### [Work instructions]
Print the entries exactly as given.

*** Data under study Section Begins ***

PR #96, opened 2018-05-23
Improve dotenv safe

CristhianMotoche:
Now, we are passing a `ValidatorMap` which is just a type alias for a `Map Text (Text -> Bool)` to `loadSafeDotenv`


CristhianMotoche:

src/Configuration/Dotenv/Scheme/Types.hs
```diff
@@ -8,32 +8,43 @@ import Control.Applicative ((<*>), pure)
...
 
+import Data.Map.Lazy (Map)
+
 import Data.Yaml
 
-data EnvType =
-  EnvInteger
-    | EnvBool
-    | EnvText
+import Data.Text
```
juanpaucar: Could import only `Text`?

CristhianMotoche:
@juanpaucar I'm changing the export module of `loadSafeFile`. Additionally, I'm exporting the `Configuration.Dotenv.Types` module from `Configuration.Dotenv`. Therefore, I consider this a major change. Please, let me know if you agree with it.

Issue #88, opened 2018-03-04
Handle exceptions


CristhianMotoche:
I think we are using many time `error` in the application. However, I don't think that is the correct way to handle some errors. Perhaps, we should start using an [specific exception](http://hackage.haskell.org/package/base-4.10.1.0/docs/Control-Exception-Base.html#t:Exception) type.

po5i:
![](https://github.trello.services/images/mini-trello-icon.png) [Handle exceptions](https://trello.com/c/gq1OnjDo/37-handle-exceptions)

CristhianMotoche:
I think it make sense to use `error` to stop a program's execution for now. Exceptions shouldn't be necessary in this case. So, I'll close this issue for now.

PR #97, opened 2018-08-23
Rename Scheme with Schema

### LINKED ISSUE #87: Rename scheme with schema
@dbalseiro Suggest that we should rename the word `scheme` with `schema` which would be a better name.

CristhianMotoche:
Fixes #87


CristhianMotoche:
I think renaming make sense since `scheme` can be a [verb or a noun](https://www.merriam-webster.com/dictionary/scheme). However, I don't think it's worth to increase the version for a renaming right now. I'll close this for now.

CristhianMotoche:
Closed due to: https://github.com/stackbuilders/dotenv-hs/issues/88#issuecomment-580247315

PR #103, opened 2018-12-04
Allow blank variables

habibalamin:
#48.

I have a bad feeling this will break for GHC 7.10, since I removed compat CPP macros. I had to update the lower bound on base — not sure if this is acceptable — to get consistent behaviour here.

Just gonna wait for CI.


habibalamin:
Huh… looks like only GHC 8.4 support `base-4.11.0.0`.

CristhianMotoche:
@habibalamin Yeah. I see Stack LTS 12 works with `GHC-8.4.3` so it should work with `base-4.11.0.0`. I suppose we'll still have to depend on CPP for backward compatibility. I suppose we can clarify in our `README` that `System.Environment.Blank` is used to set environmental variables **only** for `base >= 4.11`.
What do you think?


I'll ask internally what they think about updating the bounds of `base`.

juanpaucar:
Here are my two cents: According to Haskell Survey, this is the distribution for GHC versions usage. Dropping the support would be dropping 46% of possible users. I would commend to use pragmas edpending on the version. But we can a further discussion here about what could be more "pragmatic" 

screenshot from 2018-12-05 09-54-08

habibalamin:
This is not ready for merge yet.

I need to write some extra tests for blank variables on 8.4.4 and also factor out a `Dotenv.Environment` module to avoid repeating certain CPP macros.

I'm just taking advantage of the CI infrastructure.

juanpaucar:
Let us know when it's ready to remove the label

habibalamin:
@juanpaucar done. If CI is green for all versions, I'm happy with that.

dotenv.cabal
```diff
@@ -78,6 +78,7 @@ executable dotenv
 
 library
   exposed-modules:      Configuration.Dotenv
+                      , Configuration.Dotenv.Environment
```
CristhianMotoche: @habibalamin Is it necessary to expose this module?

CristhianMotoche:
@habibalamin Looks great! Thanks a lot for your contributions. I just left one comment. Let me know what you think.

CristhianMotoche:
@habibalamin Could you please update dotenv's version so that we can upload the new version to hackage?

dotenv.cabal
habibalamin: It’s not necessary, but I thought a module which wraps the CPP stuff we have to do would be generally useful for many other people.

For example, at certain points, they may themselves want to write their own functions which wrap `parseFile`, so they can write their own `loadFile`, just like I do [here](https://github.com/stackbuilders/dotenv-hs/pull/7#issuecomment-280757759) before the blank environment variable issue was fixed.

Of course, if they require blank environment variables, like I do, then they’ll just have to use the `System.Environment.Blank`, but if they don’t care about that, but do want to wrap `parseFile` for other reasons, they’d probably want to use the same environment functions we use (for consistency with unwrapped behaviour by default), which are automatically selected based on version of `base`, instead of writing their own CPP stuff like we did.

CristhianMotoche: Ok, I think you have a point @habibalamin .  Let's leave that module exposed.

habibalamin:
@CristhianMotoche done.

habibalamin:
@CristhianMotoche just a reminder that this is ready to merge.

*** Data under study Section Ends ***

### [Answer space]
PR #96, opened 2018-05-23
Improve dotenv safe

CristhianMotoche:
Now, we are passing a `ValidatorMap` which is just a type alias for a `Map Text (Text -> Bool)` to `loadSafeDotenv`


CristhianMotoche:

src/Configuration/Dotenv/Scheme/Types.hs
```diff
@@ -8,32 +8,43 @@ import Control.Applicative ((<*>), pure)
...
 
+import Data.Map.Lazy (Map)
+
 import Data.Yaml
 
-data EnvType =
-  EnvInteger
-    | EnvBool
-    | EnvText
+import Data.Text
```
juanpaucar: Could import only `Text`?

CristhianMotoche:
@juanpaucar I'm changing the export module of `loadSafeFile`. Additionally, I'm exporting the `Configuration.Dotenv.Types` module from `Configuration.Dotenv`. Therefore, I consider this a major change. Please, let me know if you agree with it.

Issue #88, opened 2018-03-04
Handle exceptions


CristhianMotoche:
I think we are using many time `error` in the application. However, I don't think that is the correct way to handle some errors. Perhaps, we should start using an [specific exception](http://hackage.haskell.org/package/base-4.10.1.0/docs/Control-Exception-Base.html#t:Exception) type.

po5i:
![](https://github.trello.services/images/mini-trello-icon.png) [Handle exceptions](https://trello.com/c/gq1OnjDo/37-handle-exceptions)

CristhianMotoche:
I think it make sense to use `error` to stop a program's execution for now. Exceptions shouldn't be necessary in this case. So, I'll close this issue for now.

PR #97, opened 2018-08-23
Rename Scheme with Schema

### LINKED ISSUE #87: Rename scheme with schema
@dbalseiro Suggest that we should rename the word `scheme` with `schema` which would be a better name.

CristhianMotoche:
Fixes #87


CristhianMotoche:
I think renaming make sense since `scheme` can be a [verb or a noun](https://www.merriam-webster.com/dictionary/scheme). However, I don't think it's worth to increase the version for a renaming right now. I'll close this for now.

CristhianMotoche:
Closed due to: https://github.com/stackbuilders/dotenv-hs/issues/88#issuecomment-580247315

PR #103, opened 2018-12-04
Allow blank variables

habibalamin:
#48.

I have a bad feeling this will break for GHC 7.10, since I removed compat CPP macros. I had to update the lower bound on base — not sure if this is acceptable — to get consistent behaviour here.

Just gonna wait for CI.


habibalamin:
Huh… looks like only GHC 8.4 support `base-4.11.0.0`.

CristhianMotoche:
@habibalamin Yeah. I see Stack LTS 12 works with `GHC-8.4.3` so it should work with `base-4.11.0.0`. I suppose we'll still have to depend on CPP for backward compatibility. I suppose we can clarify in our `README` that `System.Environment.Blank` is used to set environmental variables **only** for `base >= 4.11`.
What do you think?


I'll ask internally what they think about updating the bounds of `base`.

juanpaucar:
Here are my two cents: According to Haskell Survey, this is the distribution for GHC versions usage. Dropping the support would be dropping 46% of possible users. I would commend to use pragmas edpending on the version. But we can a further discussion here about what could be more "pragmatic" 

screenshot from 2018-12-05 09-54-08

habibalamin:
This is not ready for merge yet.

I need to write some extra tests for blank variables on 8.4.4 and also factor out a `Dotenv.Environment` module to avoid repeating certain CPP macros.

I'm just taking advantage of the CI infrastructure.

juanpaucar:
Let us know when it's ready to remove the label

habibalamin:
@juanpaucar done. If CI is green for all versions, I'm happy with that.

dotenv.cabal
```diff
@@ -78,6 +78,7 @@ executable dotenv
 
 library
   exposed-modules:      Configuration.Dotenv
+                      , Configuration.Dotenv.Environment
```
CristhianMotoche: @habibalamin Is it necessary to expose this module?

CristhianMotoche:
@habibalamin Looks great! Thanks a lot for your contributions. I just left one comment. Let me know what you think.

CristhianMotoche:
@habibalamin Could you please update dotenv's version so that we can upload the new version to hackage?

dotenv.cabal
habibalamin: It’s not necessary, but I thought a module which wraps the CPP stuff we have to do would be generally useful for many other people.

For example, at certain points, they may themselves want to write their own functions which wrap `parseFile`, so they can write their own `loadFile`, just like I do [here](https://github.com/stackbuilders/dotenv-hs/pull/7#issuecomment-280757759) before the blank environment variable issue was fixed.

Of course, if they require blank environment variables, like I do, then they’ll just have to use the `System.Environment.Blank`, but if they don’t care about that, but do want to wrap `parseFile` for other reasons, they’d probably want to use the same environment functions we use (for consistency with unwrapped behaviour by default), which are automatically selected based on version of `base`, instead of writing their own CPP stuff like we did.

CristhianMotoche: Ok, I think you have a point @habibalamin .  Let's leave that module exposed.

habibalamin:
@CristhianMotoche done.

habibalamin:
@CristhianMotoche just a reminder that this is ready to merge.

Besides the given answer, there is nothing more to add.